_Task material_

PR #404, opened 2026-07-06
Backbone: document canonical NVFlare fork patch set

Ultimate-Storm:
Part of #399.

Adds `docs/NVFLARE_FORK_PATCHES.md` — the curated MediSwarm-on-NVFlare patch list, the net-zero churn to drop when curating a rebase branch, the `START_TASK_TIMEOUT=10` review item, and upstreaming candidates. De-risks the 2.8.0 rebase (#392 P1).

The git-history rewrite on the fork + the timeout change live in the submodule and need a rebuild, so they are deferred to the build window.

PR #436, opened 2026-07-11
CI: stop failing integration tests on any 'error' substring (#434)

### LINKED ISSUE #434: CI: integration tests fail on any 'error' substring — NVFlare's shutdown audit race makes POC/simulation mode flaky
## Problem

The simulation- and POC-mode integration tests assert success with a blanket substring scan:

```bash
if grep -qi "Epoch 9: 100%" <<< "$OUTPUT" && ! grep -qi "error" <<< "$OUTPUT"; then
```
(`scripts/ci/runIntegrationTests.sh:214` and `:229`)

**Any** line containing the substring `error` fails the build — including log noise that has nothing to do with training.

NVFlare's audit logger races with shutdown and intermittently emits:

```
root - ERROR - Traceback (most recent call last):
  File ".../nvflare/fuel/hci/server/audit.py", line 40, in pre_command
  File ".../nvflare/fuel/sec/audit.py", line 61, in add_event
    self.audit_file.write(line + "\n")
ValueError: I/O operation on closed file.
```

This happens **after** training has completed successfully, yet turns the run red.

### Evidence it is flaky, not a real failure
| PR | run | `I/O operation on closed file` | POC result |
|---|---|---|---|
| #404 | passed | 0 occurrences | `✅ succeeded` |
| #400 | failed | 1 occurrence | `❌ failed` |

#400's entire diff is `docker run --restart=on-failure:5` → `--restart=unless-stopped` in `docker_config/master_template.yml` plus a doc line. The POC path runs `_run_test_in_docker` (`docker run --rm <image> <script>`, `:93-99`) and never uses the startup-kit `docker.sh`, so that diff **cannot** affect it. The two runs differ only by timing.

Impact: a green/red signal that depends on a shutdown race. Contributors are told their PR broke training when it did not — and the natural response (rerun until green) erodes trust in CI.

## Fix
- [ ] Replace the blanket `! grep -qi "error"` with a check that ignores this known-benign shutdown traceback, via one shared helper used by both call sites.
- [ ] Keep the positive assertion (`Epoch 9: 100%`) as the real success signal.
- [ ] Leave every other `error` line fatal — this must narrow the filter, not disable it.

## Verification
- [ ] Sample output containing only the audit-shutdown traceback → treated as success.
- [ ] Sample output containing a genuine `ERROR` (e.g. `CUDA error`, `RuntimeError`) → still fails.
- [ ] Sample output missing `Epoch 9: 100%` → still fails.

Ultimate-Storm:
Closes #434.

The simulation- and POC-mode tests asserted success with `! grep -qi "error" <<< "$OUTPUT"`, so **any** line containing "error" failed the build. NVFlare's audit logger races with shutdown and intermittently emits a harmless traceback *after* training has already finished:

```
root - ERROR - Traceback (most recent call last):
  File ".../nvflare/fuel/sec/audit.py", line 61, in add_event
    self.audit_file.write(line + "\n")
ValueError: I/O operation on closed file.
```

so the same commit passed or failed purely on **timing**.

**This is why #400 was red.** Its failing log contains that traceback once; #404's passing log contains it zero times. #400's diff only changes `docker run --restart=` flags in the kit template, which the POC path (a plain `docker run --rm`) never even uses.

Extracts the check into `scripts/ci/_error_filter.sh` so it can be unit-tested, and **narrows** it — it does not disable it. Whitelist covers only that shutdown traceback; every other "error" line stays fatal, **including a real error appearing alongside the benign noise**.

**Verification:** `tests/unit_tests/test_ci_error_filter.py` (9 tests) using the verbatim traceback from #400's failing log. Confirmed the old assertion fails on it and the new one passes, while `RuntimeError`/`CUDA error`/`docker: Error response` all still fail.

### DIFF
--- a/scripts/ci/_error_filter.sh
+++ b/scripts/ci/_error_filter.sh
@@ -1,0 +1,25 @@
+#!/usr/bin/env bash
+# Shared error-detection helper for the integration tests.
+#
+# The tests used to assert success with a blanket `! grep -qi "error"`, so ANY
+# line containing "error" failed the build. NVFlare's audit logger races with
+# shutdown and intermittently emits a harmless traceback *after* training has
+# already finished:
+#
+#     root - ERROR - Traceback (most recent call last):
+#       File ".../nvflare/fuel/sec/audit.py", line 61, in add_event
+#         self.audit_file.write(line + "\n")
+#     ValueError: I/O operation on closed file.
+#
+# That made the same commit pass or fail purely on timing (#434). This narrows
+# the filter -- it does not disable it. Any other line containing "error" is
+# still fatal.
+
+_benign_error_noise() {
+    grep -viE "I/O operation on closed file|fuel/sec/audit\.py|hci/server/(reg|audit)\.py|self\.audit_file\.write|root - ERROR - Traceback"
+}
+
+# has_real_error <output>  -> exit 0 if a non-benign "error" line is present
+has_real_error() {
+    grep -i "error" <<< "$1" | _benign_error_noise | grep -q .
+}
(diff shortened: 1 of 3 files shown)


oleschwen (approved):
looks good – allowlisting specific irrelevant errors makes sense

_What you will do_
Write out each record again, keeping every word as it is.

_Task answer_
PR #404, opened 2026-07-06
Backbone: document canonical NVFlare fork patch set

Ultimate-Storm:
Part of #399.

Adds `docs/NVFLARE_FORK_PATCHES.md` — the curated MediSwarm-on-NVFlare patch list, the net-zero churn to drop when curating a rebase branch, the `START_TASK_TIMEOUT=10` review item, and upstreaming candidates. De-risks the 2.8.0 rebase (#392 P1).

The git-history rewrite on the fork + the timeout change live in the submodule and need a rebuild, so they are deferred to the build window.

PR #436, opened 2026-07-11
CI: stop failing integration tests on any 'error' substring (#434)

### LINKED ISSUE #434: CI: integration tests fail on any 'error' substring — NVFlare's shutdown audit race makes POC/simulation mode flaky
## Problem

The simulation- and POC-mode integration tests assert success with a blanket substring scan:

```bash
if grep -qi "Epoch 9: 100%" <<< "$OUTPUT" && ! grep -qi "error" <<< "$OUTPUT"; then
```
(`scripts/ci/runIntegrationTests.sh:214` and `:229`)

**Any** line containing the substring `error` fails the build — including log noise that has nothing to do with training.

NVFlare's audit logger races with shutdown and intermittently emits:

```
root - ERROR - Traceback (most recent call last):
  File ".../nvflare/fuel/hci/server/audit.py", line 40, in pre_command
  File ".../nvflare/fuel/sec/audit.py", line 61, in add_event
    self.audit_file.write(line + "\n")
ValueError: I/O operation on closed file.
```

This happens **after** training has completed successfully, yet turns the run red.

### Evidence it is flaky, not a real failure
| PR | run | `I/O operation on closed file` | POC result |
|---|---|---|---|
| #404 | passed | 0 occurrences | `✅ succeeded` |
| #400 | failed | 1 occurrence | `❌ failed` |

#400's entire diff is `docker run --restart=on-failure:5` → `--restart=unless-stopped` in `docker_config/master_template.yml` plus a doc line. The POC path runs `_run_test_in_docker` (`docker run --rm <image> <script>`, `:93-99`) and never uses the startup-kit `docker.sh`, so that diff **cannot** affect it. The two runs differ only by timing.

Impact: a green/red signal that depends on a shutdown race. Contributors are told their PR broke training when it did not — and the natural response (rerun until green) erodes trust in CI.

## Fix
- [ ] Replace the blanket `! grep -qi "error"` with a check that ignores this known-benign shutdown traceback, via one shared helper used by both call sites.
- [ ] Keep the positive assertion (`Epoch 9: 100%`) as the real success signal.
- [ ] Leave every other `error` line fatal — this must narrow the filter, not disable it.

## Verification
- [ ] Sample output containing only the audit-shutdown traceback → treated as success.
- [ ] Sample output containing a genuine `ERROR` (e.g. `CUDA error`, `RuntimeError`) → still fails.
- [ ] Sample output missing `Epoch 9: 100%` → still fails.

Ultimate-Storm:
Closes #434.

The simulation- and POC-mode tests asserted success with `! grep -qi "error" <<< "$OUTPUT"`, so **any** line containing "error" failed the build. NVFlare's audit logger races with shutdown and intermittently emits a harmless traceback *after* training has already finished:

```
root - ERROR - Traceback (most recent call last):
  File ".../nvflare/fuel/sec/audit.py", line 61, in add_event
    self.audit_file.write(line + "\n")
ValueError: I/O operation on closed file.
```

so the same commit passed or failed purely on **timing**.

**This is why #400 was red.** Its failing log contains that traceback once; #404's passing log contains it zero times. #400's diff only changes `docker run --restart=` flags in the kit template, which the POC path (a plain `docker run --rm`) never even uses.

Extracts the check into `scripts/ci/_error_filter.sh` so it can be unit-tested, and **narrows** it — it does not disable it. Whitelist covers only that shutdown traceback; every other "error" line stays fatal, **including a real error appearing alongside the benign noise**.

**Verification:** `tests/unit_tests/test_ci_error_filter.py` (9 tests) using the verbatim traceback from #400's failing log. Confirmed the old assertion fails on it and the new one passes, while `RuntimeError`/`CUDA error`/`docker: Error response` all still fail.

### DIFF
--- a/scripts/ci/_error_filter.sh
+++ b/scripts/ci/_error_filter.sh
@@ -1,0 +1,25 @@
+#!/usr/bin/env bash
+# Shared error-detection helper for the integration tests.
+#
+# The tests used to assert success with a blanket `! grep -qi "error"`, so ANY
+# line containing "error" failed the build. NVFlare's audit logger races with
+# shutdown and intermittently emits a harmless traceback *after* training has
+# already finished:
+#
+#     root - ERROR - Traceback (most recent call last):
+#       File ".../nvflare/fuel/sec/audit.py", line 61, in add_event
+#         self.audit_file.write(line + "\n")
+#     ValueError: I/O operation on closed file.
+#
+# That made the same commit pass or fail purely on timing (#434). This narrows
+# the filter -- it does not disable it. Any other line containing "error" is
+# still fatal.
+
+_benign_error_noise() {
+    grep -viE "I/O operation on closed file|fuel/sec/audit\.py|hci/server/(reg|audit)\.py|self\.audit_file\.write|root - ERROR - Traceback"
+}
+
+# has_real_error <output>  -> exit 0 if a non-benign "error" line is present
+has_real_error() {
+    grep -i "error" <<< "$1" | _benign_error_noise | grep -q .
+}
(diff shortened: 1 of 3 files shown)


oleschwen (approved):
looks good – allowlisting specific irrelevant errors makes sense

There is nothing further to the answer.